Thanks for your comment. This is Darwish, the Product Manager working on Stats Engine. You are correct "classic statistics" is the method we used in the past. It also what is most commonly used in industry (the main reason we started with this method). This was not an easy project for us to take on, but after talking to customers and looking at our historical experiment data, it was clear how important this problem was to solve, and thats why we spent a lot of resources on fixing this. Just for those following along on this comment, its not that "classic statistics" on their own that are incorrect, but rather the misuse of these statistics that can be costly. When used "incorrectly" (not using a sample size calculator, running many goals and variations at a time etc..), you can meaningfully increase your chance of making a bad business decision or commit yourself to unnecessarily long sample sizes. Using statistics correctly is an industry-wide problem that many have tried to solve with education (i.e. give statistics crash courses). We hope that our solution shows how important we think it is that statistics drive day-to-day decisions in organizations and that there are different ways (change the math, not the customer) to get customers to this point. Many companies have data science teams and in-house statisticians that are very aware of these problems, but many don't and thats really where we wanted to help out. You can read more about why we thought this was a serious problem here: http://blog.optimizely.com/2015/01/20/statistics-for-the-int...

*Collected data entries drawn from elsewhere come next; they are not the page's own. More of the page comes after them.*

Issue #192, opened 2025-05-27
Concretize `Bool`


langston-barrett:
Consider this function:
```
(defun @test ((p (Ptr 64)) (b Bool)) Unit
  (start start:
    (let sz (bv 64 1))
    (let a (alloca none sz))
    (branch b if: else:))
  (defblock if:
    (load none i8 a)
    (return ()))
  (defblock else:
    (load none i8 a)
    (return ())))
```
```
cabal run exe:grease -- test.llvm.cbl

Finished analyzing 'test'. Likely bug: uninitialized stack read at test.llvm.cbl:7:5
Allocated at test.llvm.cbl:4:12

Concretized arguments:

%0: 0000000000000000
```
Where's the concretization for `b`?

(Note that this only affects S-expression programs, as there is no way for a LLVM bitcode module or ELF binary to create a Crucible `Bool`, only `(Ptr 1)`s.)

PR #269, opened 2025-07-02
llvm: Support floating-point types

### LINKED ISSUE #268: Support floating-point values
GREASE does not support floating-point values:
```
(defun @test ((f (FP Float))) Unit
  (start start:
    (return ())))
```
```
cabal run exe:grease -- float.llvm.cbl

grease: Could not determine minimal shape for argument
```
(commit: fa62160)

We should add `Shape`s for floating-point, so that GREASE supports executing more LLVM code out of the box.

langston-barrett:
Fixes #268.

### DIFF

What's so particularly embarrassing is that you clearly did not have any competent statisticians on board until now. This was not some big surprise that needed "a lot of resources to fix." This is something that should be obvious to anyone who understands hypothesis testing, and is something that statisticians have been describing how to do correctly for over 50 years: http://www.ncbi.nlm.nih.gov/pmc/articles/PMC1551774/
This feels like a very wasteful approach to me. I understand the need to protect against the variation of p-value with each test. However, now data needs to mature in two places. Bayesian testing is a natural cyclical approach where past information coupled with data generates new beliefs which become past information. Most conversion rates are small, say less than 30%. Hence, their differences are smaller (as we move towards support) --- yet this method uses the same old prior information (which is that it's reasonable in known cases to look above say 90% as the domain of the test). Given that we're now looking at data through two lenses, I would be shocked if this does not result in a much longer lag period. Am I missing something, is this a free lunch?
I do agree with you that with sequential testing it is possible to get much slower results. This is actually similar to using a sample size calculator for a classical t-test. If you set your minimum detectible effect (MDE) much smaller than the actual effect size of your A/B test, you will end up waiting for many more visitors than were needed to detect significance. We have looked at many historical A/B tests at Optimizely to determine the range of effect sizes which give the most efficiency for our customers. In fact, we didn’t put out Stats Engine sooner because we wanted to be confident that the speed was comparable to the usual, fixed horizon, t-test. This tuning will be part of an ongoing process to customize results at the customer level.
Second, I want to point out that Stats Engine is not a Bayesian test. We do not recompute a posterior from past information after every visitor and use this directly to get significance. Instead such calculations are used as inputs to determine how much information we have compared to a situation of zero effect size. There’s only ‘one lense’ still because we use all this to make and guarantee the usual Frequentist hypothesis testing statements, but now factoring in that an experimenter can look at results at any time.